Entering "Sun 7 Jan 2018 15:14:50 EST+102.836 days" into Wolfram Alpha tells us the computation should be done around "11:18:40 pm EST | Friday, April 20, 2018". That is 90.14 days from now.
UPDATE
Feb 04, 2018,8:04 am
Here is the latest output: done iter done iter done iter 1420800 2.3920453426489*10^6.
Then
(2.3920453426489*10^6 sec) /(1420800 iterations) (5306880iterations)/(3600 sec/hour)/(24 hour/day)
gives 103.41 day.
Entering "7 Jan 2018 15:14:50 EST+103.41 days" into Wolfram Alpha tells us the computation should be done around "1:05:14 am EST | Saturday, April 21, 2018". That is 75.71 days from now.
UPDATE
Feb 11, 2018, 8:13 am
Here is the latest output: done iter 1778688 2.9979034719762*10^6.
N[1778688/5306880*100]
says the computation is more than 1/3 done!!!
UPDATE
Feb 16, 2018,8:20 am
Here is the latest output: done iter 2032128 3.4292035877594*10^6.
Then
(3.4292035877594*10^6 sec) /(2032128 iterations) (5306880 iterations)/(3600 sec/hour)/(24 hour/day)
gives 103.65 day
Entering "7 Jan 2018 15:14:50 EST+103.65 days" into Wolfram Alpha tells us the computation should be done around "6:50:50 am EST | Saturday, April 21, 2018". That is 63.94 days from now.
UPDATE
Feb 20, 2018, 5:06 am
Here is the latest output: done iter 2228736 3.7632326187330*10^6.
N[2228736/5306880*100]
says the computation is 42% done.
UPDATE
Feb 24, 2018, 11:10 am
Here is the latest output: done iter 2443776 4.1295732917069*10^6.
Then
(4.1295732917069*10^6 sec) /(2443776 iterations) (5306880 iterations)/(3600 sec/hour)/(24 hour/day)
gives 103.793 day.
Entering "7 Jan 2018 15:14:50 EST+103.793 days" into Wolfram Alpha tells us the computation should be done around "10:16:45 am EST | Saturday, April 21, 2018".
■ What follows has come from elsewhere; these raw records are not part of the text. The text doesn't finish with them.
PR #14826, opened 2020-07-22
Pin phpstan to 0.12.32

othercorey:
Check that this still passes and we can pin until next update.

### DIFF
--- a/composer.json
+++ b/composer.json
@@ -112,7 +112,7 @@
             "@phpstan",
             "@psalm"
         ],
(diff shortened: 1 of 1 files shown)


ADmad:
Alternative would be regenerate the baseline file instead of pinning to new version. That way we wouldn't miss any other improvements in the new release.

othercorey:
I'm starting to prefer manually updating every so often. Unfortunately, phpstan doesn't use major versioning so it's not as easy as psalm to pin to bug releases only.

ADmad:
> I'm starting to prefer manually updating every so often

That works too.

PR #14827, opened 2020-07-22
Use specific test methods to assert PHP errors generation.

ADmad:
This will avoid deprecation errors in PHPUnit 9.


othercorey:
phpstan 9 doesn't let you test for a specific exception only exception message? I suppose the message should be unique, but still.

ADmad:
> phpstan 9 doesn't let you test for a specific exception only exception message?

It does, but for `PHPUnit\Framework\Error\Error|Warning|Notice` you need to use the corresponding methods instead of the general `expectException()`.

othercorey:
oh, got it. I was reading messages and assumed it was a cake exception.

PR #14830, opened 2020-07-22
Fix errors in MysqlTest

ADmad:


othercorey:
How was this not failing with the missing use statement.

Issue #14845, opened 2020-07-28
Asserting email subject in EmailTrait


mrothauer:
* [x] enhancement
* CakePHP Version: 4.1.1

Hello,
I'm looking for the possibility of asserting the email **subject** in EmailTrait.

In the docs https://book.cakephp.org/4/en/core-libraries/email.html#email-testing, there is stated: "We want to check that the **subject** and body contain the user’s name:" - but the example does not assert the subject, it only uses "assertMailContainsText".

I digged deeper and found another misleading line of code:
https://github.com/cakephp/cakephp/blob/ffa1fa5715e3569d30a4e07d0ff8e6c035ef3781/src/TestSuite/EmailTrait.php#L153

It assumes, that "subject" can be asserted with the "$parameter" argument - but as the assertMethod uses "MailSentWith" it cannot work.

So my question is:
Is there any way to assert the subject of an email? And if not, is such a feature planned? I would suggest a new class "MailSubject", extending "MailConstraintBase".

I could make a PR if you want.

markstory:
Seems like we're missing subject in this list https://github.com/cakephp/cakephp/blob/ffa1fa5715e3569d30a4e07d0ff8e6c035ef3781/src/TestSuite/Constraint/Email/MailSentWith.php#L59 Would you be able to make a pull request to add that?

mrothauer:
Yes, I can make a PR for that but I'm afraid it's not that easy.
MailSentWith is not the appropriate class to use for an assertion of the email subject - of course it would work but "subject" has nothing to do with "SentWith".
I would suggest creating a new method `assertMailSubject` and new class `MailSubject` which handle the new feature - and don't add "subject" to the quoted array.

markstory:
@mrothauer Ok, a new constraint class works too.

PR #14873, opened 2020-08-04
4.next issue 14845 assert email subject

mrothauer:
ref #14845 
docs https://github.com/cakephp/docs/commit/46716c1caa1738c8bc4e996cfa2bc4cb8b08d512

### DIFF
--- a/src/TestSuite/Constraint/Email/MailSubjectContains.php
+++ b/src/TestSuite/Constraint/Email/MailSubjectContains.php
@@ -16,6 +16,8 @@ declare(strict_types=1);
  */
 namespace Cake\TestSuite\Constraint\Email;
 
+use InvalidArgumentException;
+
 /**
  * MailSubjectContains
  *
@@ -31,6 +33,11 @@ class MailSubjectContains extends MailConstraintBase
      */
     public function matches($other): bool
     {
+        if (!is_string($other)) {
+            throw new InvalidArgumentException(
+                'Invalid data type, must be a string.'
+            );
+        }
         $messages = $this->getMessages();
         foreach ($messages as $message) {
             $subject = $message->getOriginalSubject();
--- a/src/TestSuite/Constraint/Email/MailSubjectContains.php
+++ b/src/TestSuite/Constraint/Email/MailSubjectContains.php
@@ -60,7 +60,7 @@ class MailSubjectContains extends MailConstraintBase
         if ($this->at && isset($messageMembers[$this->at - 1])) {
             $messageMembers = [$messageMembers[$this->at - 1]];
         }
-        $result = join(PHP_EOL, $messageMembers);
+        $result = implode(PHP_EOL, $messageMembers);
 
         return PHP_EOL . 'was: ' . mb_substr($result, 0, 1000);
     }
--- a/src/TestSuite/Constraint/Email/MailSubjectContains.php
+++ b/src/TestSuite/Constraint/Email/MailSubjectContains.php
@@ -1,0 +1,82 @@
+<?php
+declare(strict_types=1);
+
+/**
+ * CakePHP(tm) : Rapid Development Framework (https://cakephp.org)
+ * Copyright (c) Cake Software Foundation, Inc. (https://cakefoundation.org)
+ *
+ * Licensed under The MIT License
+ * For full copyright and license information, please see the LICENSE.txt
+ * Redistributions of files must retain the above copyright notice.
+ *
+ * @copyright     Copyright (c) Cake Software Foundation, Inc. (https://cakefoundation.org)
+ * @link          https://cakephp.org CakePHP(tm) Project
+ * @since         4.1.2
+ * @license       https://opensource.org/licenses/mit-license.php MIT License
+ */
+namespace Cake\TestSuite\Constraint\Email;
+
+/**
+ * MailSubjectContains
+ *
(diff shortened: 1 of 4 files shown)


src/TestSuite/Constraint/Email/MailSubjectContains.php
```diff
@@ -0,0 +1,82 @@
...
+     * @param mixed $other Constraint check
+     * @return bool
+     */
+    public function matches($other): bool
+    {
+        $messages = $this->getMessages();
+        foreach ($messages as $message) {
+            $subject = $message->getOriginalSubject();
+
+            $other = preg_quote($other, '/');
```
dereuromark, line 39: You let "mixed" enter, but use it blindly as string. This can blow up
Maybe you want to either only accept string or assert it.

src/TestSuite/Constraint/Email/MailSubjectContains.php
```diff
@@ -0,0 +1,82 @@
...
+    {
+        $messageMembers = [];
+        $messages = $this->getMessages();
+        foreach ($messages as $message) {
+            $messageMembers[] = $message->getSubject();
+        }
+        if ($this->at && isset($messageMembers[$this->at - 1])) {
+            $messageMembers = [$messageMembers[$this->at - 1]];
+        }
+        $result = join(PHP_EOL, $messageMembers);
```
dereuromark, line 64: implode()

src/TestSuite/Constraint/Email/MailSubjectContains.php
mrothauer: I tried to change the method declaration to `public function matches(string $other): bool` it and got:
"bool should be compatible with PHPUnit\Framework\Constraint\Constraint::matches($other)"
what do you mean by "or assert it"

src/TestSuite/Constraint/Email/MailSubjectContains.php
mrothauer: done

src/TestSuite/Constraint/Email/MailSubjectContains.php
dereuromark: Then dont change signature, but add assert inside:

If !is_string throw exception

src/TestSuite/Constraint/Email/MailSubjectContains.php
```diff
@@ -0,0 +1,88 @@
...
+            throw new InvalidArgumentException(
+                'Invalid data type, must be a string.'
+            );
+        }
+        $messages = $this->getMessages();
+        foreach ($messages as $message) {
+            $subject = $message->getOriginalSubject();
+
+            $other = preg_quote($other, '/');
+            if (preg_match("/$other/", $subject) > 0) {
```
dereuromark, line 46: We usually use simple `'` where possible.

dereuromark: Since this method can also return false, the > comparison is not good.
Instead, just use if(preg_match()) here

dereuromark: I usually even use

    preg_match(..., $matches);
    if ($matches) {}

src/TestSuite/Constraint/Email/MailSubjectContains.php
```diff
@@ -0,0 +1,89 @@
...
+        if (!is_string($other)) {
+            throw new InvalidArgumentException(
+                'Invalid data type, must be a string.'
+            );
+        }
+        $messages = $this->getMessages();
+        foreach ($messages as $message) {
+            $subject = $message->getOriginalSubject();
+
+            $other = preg_quote($other, '/');
```
markstory, line 45: The current assertion method documentation doesn't imply that regexp patterns are supported. Is using regex an intentional feature or should this constraint be using strpos() instead?

mrothauer: ´assertMailSubjectContains´ would work fine with `strpos()`, I can change that tomorrow if everyone is fine with that.

mrothauer:
While I was adding test cases for the new method assertMailSubjectContains in https://github.com/cakephp/cakephp/pull/14873/commits/0fcd67a800dcf7e69950151282a61407d8a4e3f8 I found out, that in EmailTestTrait there already was a test case for testing a subject, so my PR is pretty much useless.
https://github.com/cakephp/cakephp/pull/14873/commits/0fcd67a800dcf7e69950151282a61407d8a4e3f8

But anyway I think my implemention is better because

1) `$this->assertMailSentWith('Hello world', 'subject');` is dirty (mixing "SentWith" and "Subject"), SentWith IMHO should be used for to, cc, bcc and so on
2) As `subject` is not in the array https://github.com/mrothauer/cakephp/blob/0fcd67a800dcf7e69950151282a61407d8a4e3f8/src/TestSuite/Constraint/Email/MailSentWith.php#L59
this line is responsible for the assert: https://github.com/mrothauer/cakephp/blob/0fcd67a800dcf7e69950151282a61407d8a4e3f8/src/TestSuite/Constraint/Email/MailSentWith.php#L64
Therefore the assert needs to equal, my implementation can also compare parts of the string (strpos)

If you consider merging this PR, we should deprecate the "old" way of asserting email subjects.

That is 55.97 days from now.
UPDATE
Feb 28, 2018, 1:00 pm
Here is the latest output: done iter 2651136 4.4847945582592*10^6.
N[2651136/5306880*100]
says the computation is 1/2 done.
UPDATE
Mar 04, 2018, 8:00 am
Here is the latest output: done iter 2843136 4.8117075999279*10^6.
Then
(4.8117075999279*10^6 sec) /(2843136 iterations) (5306880 iterations)/(3600 sec/hour)/(24 hour/day)
gives 103.951 day.
Entering "7 Jan 2018 15:14:50 EST+103.951 days" into Wolfram Alpha tells us the computation should be done around "2:04:16 pm EST | Saturday, April 21, 2018". That is 48.26 days from now.
UPDATE
Mar 08, 2018, 9:49 am
Here is the latest output: done iter 3048960 5.1636602440434*10^6.
N[3048960/5306880*100]
says the computation is 57.453% done.